1. Surveillance and general treatment
(1) The general treatment and condition monitoring are basically the same as those of non-severe patients, but patients with severe illness should also strengthen the monitoring of vital signs, fluid volume, ECG and blood glucose. When blood glucose is higher than normal, insulin can be used to keep it in the normal range, which can help reduce complications.
(2) Respiratory support therapy should be used to monitor SPO 2 (blood oxygen saturation) for patients with severe SARS. The decrease in SPO 2 after the activity is an early manifestation of respiratory failure and should be treated in a timely manner.
(3) Oxygen therapy For severe cases, even if there is hypoxia in the resting state, continuous nasal tube oxygen should be given. Patients with hypoxemia usually require a higher inhaled oxygen flow rate to maintain SPO 2 at 93% or more. If necessary, a mask can be used to inhale oxygen. Try to avoid activities from oxygen therapy (such as going to the toilet, medical examination, etc.). If the oxygen flow rate is 5 liters / minute (or the concentration of inhaled oxygen is 40%), SPO 2 is <93%, but the breathing rate is still 30 times / minute or more, and the respiratory load is still maintained at a high level. Non-invasive artificial ventilation should be considered in a timely manner. Some patients develop severe hypoxemia, which requires intubation and invasive mechanical ventilation.
2. Application of glucocorticoids
For severe cases that meet the criteria for acute lung injury, glucocorticoids should be used in a timely and regular manner to reduce lung exudation, injury, and later pulmonary fibrosis, and to improve the oxygenation function of the lung. Long-term, large-dose Combined.
3. Clinical nutrition support
Due to malnutrition in most severely ill patients, patients should be encouraged to eat easily digestible foods at an early stage. When the condition worsens and can not eat normally, clinical nutritional support should be given in a timely manner, and a combination of enteral nutrition and parenteral nutrition should be adopted to appropriately increase the proportion of fat to reduce the load on the lungs. Medium / long chain mixed fat emulsion has little effect on liver function and immunity. Too much protein may have adverse effects on liver and kidney function. To add water-soluble and fat-soluble vitamins. Try to keep plasma albumin at normal levels.

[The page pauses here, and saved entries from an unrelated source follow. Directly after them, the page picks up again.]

Issue #420, opened 2022-04-22
Support a new prefix-map entries format for ingest


willscott:
currently, the entries cid of an advertisement being ingested is expected to be structured as a list in the form `[[mh, mh,...], next]`.

In addition, it would be useful to allow support for entries to be structured in the form `{'prefix':next, 'prefix':next, ...}`.

This would allow for efficient distribution of subsets of advertisement data to different index shards handling different prefix-spaces.

gammazero:
Would the prefix length need to be specified by the indexer (indexer federation) since only the indexers would know their current sharding configuration?  Or, are the advertisement entries communicated in something more like a trie (prefix tree) letting the indexers decide how far down the tree to walk to determine which shard a multihash is part of?

willscott:
I think i was imagining a trie, or that even if the hamt-ness of a provider doesn't quite match the layering of a given index instance, it'll still be better than no sharding

PR #578, opened 2022-06-16
Ingest Entries of type IPLD HAMT

masih:
Expand the indexer protocol to accept and ingest `Entries` link in
advertisements that point to IPLD HAMT ADL in addition to the existing
interlinked chain of `EntryChunk`s. This is to facilitate a
backward-compatible ingestion logic that not only can process the
existing chains but also allows the entries link kind to differ across
advertisements in a single chain.

The entries processing logic is modified to automatically detect the
kind of entries and process them accordingly. The logic:
 1. Syncs the root node to which the `Entries` link in an advertisement
    points.
 2. Checks the kind of the synced node.
 3. If HAMT:
  a. Recursively syncs any remaining links in the HAMT.
  b. Batches the keys in the hamt in `Ingest.StoreBatchSize` sizes.
  c. Sends each batch to the existing indexing logic.
  d. Deletes the HAMT from the local datastore.
 4. If `EntryChunk`:
  a. Processes the root node that is synced already as before.
  b. recursively syncs through remaining interlinked `EntryChunk`s as
     before.

The maximum entries recursion depth is modified to 1 plus the configured
max depth. This is because the root entries link is synced separately to
probe the kind of entries we are dealing with before syncing the
remaining chain. A `TODO` is left in code to investigate whether it's
worth modifying the selector on the fly and reducing the recursion depth
by one so that the maximum configured value is respected.

The segmented sync for HAMT entries is disabled and postponed to future
work in order to reduce the scope of this change. A `TODO` is left to
investigate how useful the segmented sync would be for a HAMT before
implementing the logic.

Testing utilities are introduced to generate ad chains with HAMT
entries. All existing tests are modified to use a mix of HAMT and
`EntryChunk` chains for testing purposes.

The IPLD selectors used by the ingester are refactored into a struct
variable better re-usability/readability.

Note that the dependencies use specific versions of the latest
go-data-transfer, go-ipld-prime, and go-ipld-adh-hamt; none of which
have been released yet. It is not possible to use the latest released
versions due to the need for bug fixes.

Fixes: #420


go.mod
```diff
@@ -8,24 +8,25 @@ require (
...
 	github.com/hashicorp/go-retryablehttp v0.7.1
-	github.com/ipfs/go-cid v0.1.0
+	github.com/ipfs/go-cid v0.2.0
 	github.com/ipfs/go-datastore v0.5.1
 	github.com/ipfs/go-delegated-routing v0.2.2
 	github.com/ipfs/go-ds-leveldb v0.5.0
 	github.com/ipfs/go-ipfs v0.12.1
 	github.com/ipfs/go-log/v2 v2.5.1
-	github.com/ipld/go-ipld-prime v0.16.0
+	github.com/ipld/go-ipld-adl-hamt v0.0.0-20220614114547-20a727441376
```
masih, line 22: Depends on the latest fixes in https://github.com/ipld/go-ipld-adl-hamt/pull/41

go.mod
```diff
@@ -8,24 +8,25 @@ require (
...
+	github.com/ipld/go-ipld-prime v0.16.1-0.20220607093021-c88f0b441e80
```
masih, line 23: Depends on unreleased commit in `master` that contains `bindnode` improvements/fixes.

go.mod
```diff
@@ -59,7 +60,7 @@ require (
 	github.com/elastic/gosigar v0.12.0 // indirect
 	github.com/felixge/httpsnoop v1.0.1 // indirect
 	github.com/filecoin-project/go-cbor-util v0.0.0-20191219014500-08c40a1e63a2 // indirect
-	github.com/filecoin-project/go-data-transfer v1.15.1 // indirect
+	github.com/filecoin-project/go-data-transfer v1.15.2-0.20220615120701-59f73123719f // indirect
```
masih, line 63: Depends on a fix that would have otherwise caused a panic with the latest ipld-prime dependency, fixed here: https://github.com/filecoin-project/go-data-transfer/pull/335

internal/ingest/linksystem.go
```diff
@@ -204,35 +213,146 @@ func (ing *Ingester) ingestAd(publisherID peer.ID, adCid cid.Cid, ad schema.Adve
 
 	startTime := time.Now()
 
-	// Traverse entries based on the entries selector that limits recursion depth.
+	// The ad.Entries link can point to either a chain of EntryChunks or a HAMT.
+	// Sync the very first entry so that we can check which type it is.
+	// Note, this means the maximum depth of entries traversal will be 1 plus the configured max depth.
+	// TODO: See if it is worth detecting and reducing depth the depth in entries selectors by one.
```
masih, line 219: We _can_ detect if the selector has a depth configured and reduce the depth by one similar to the work I did [here](https://github.com/filecoin-project/go-legs/blob/main/selector.go#L78-L172). But I am not sure if it is worth doing. 

Left a TODO to revisit, later since regardless of whether it's worth doing or not I'd like to attend to it in a separate PR to reduce the scope of work here.

masih (commented):
Self review.

I have randomly changed the tests to use a mix of entries kinds for better coverage and building up confidence in the correctness of logic as well as backward compatibility.

api/v0/ingest/schema/schema.ipldsch
```diff
@@ -18,7 +18,15 @@ type Advertisement struct {
     Addresses [String]
     # Signature is the signature of this advertisement.
     Signature Bytes
-    # Entries is a link to the chained EntryChunk instances that contain the multihashes advertised. 
+    # Entries is a link to a data structure that contains the advertised multihashes.
```
willscott, line 21: Update also in https://github.com/filecoin-project/storetheindex/blob/main/doc/ingest.md ?

internal/ingest/linksystem.go
willscott: todo for now seems fine

internal/ingest/linksystem.go
```diff
@@ -204,35 +213,146 @@ func (ing *Ingester) ingestAd(publisherID peer.ID, adCid cid.Cid, ad schema.Adve
...
+	if isHAMT(node) {
+		log = log.With("entriesKind", "hamt")
+		// Keep track of all CIDs in the HAMT to remove them later when the processing is done.
+		// This is equivalent behaviour to ingestEntryChunk which removes an entry chunk right afrer
+		// it is processed.
+		hamtCids := []cid.Cid{syncedFirstEntryCid}
+		gatherCids := func(_ peer.ID, c cid.Cid, _ legs.SegmentSyncActions) {
+			hamtCids = append(hamtCids, c)
+		}
+		defer func() {
```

4. Prevention and treatment of secondary infections
Severe patients are usually immunocompromised, and secondary infections need to be closely monitored and treated in a timely manner. Preventive anti-infective treatment can be performed if necessary.
5. Recovery period
Focus on patient tracking and management. As far as individual SARS patients are concerned, follow-up visits during the recovery period can understand the occurrence and severity of patients 'physical dysfunction and psychological disorders, which is helpful to develop targeted interventions to minimize the adverse effects on patients' physiology and psychology . More importantly, the follow-up work during the recovery period of SARS patients will help to comprehensively understand SARS. The results are useful for predicting the scale of SARS in the future, formulating reasonable preventive measures, and understanding the body's self-repair after SARS-CoV infection. The laws are of great significance. During the treatment of SARS in China in the previous paragraph, a large number of drugs have been widely used, such as glucocorticoids, antivirals, antibacterials, and immunomodulators. Therefore, in the follow-up process, we should pay attention to distinguish some abnormalities from SARS itself , Or from therapeutic drugs.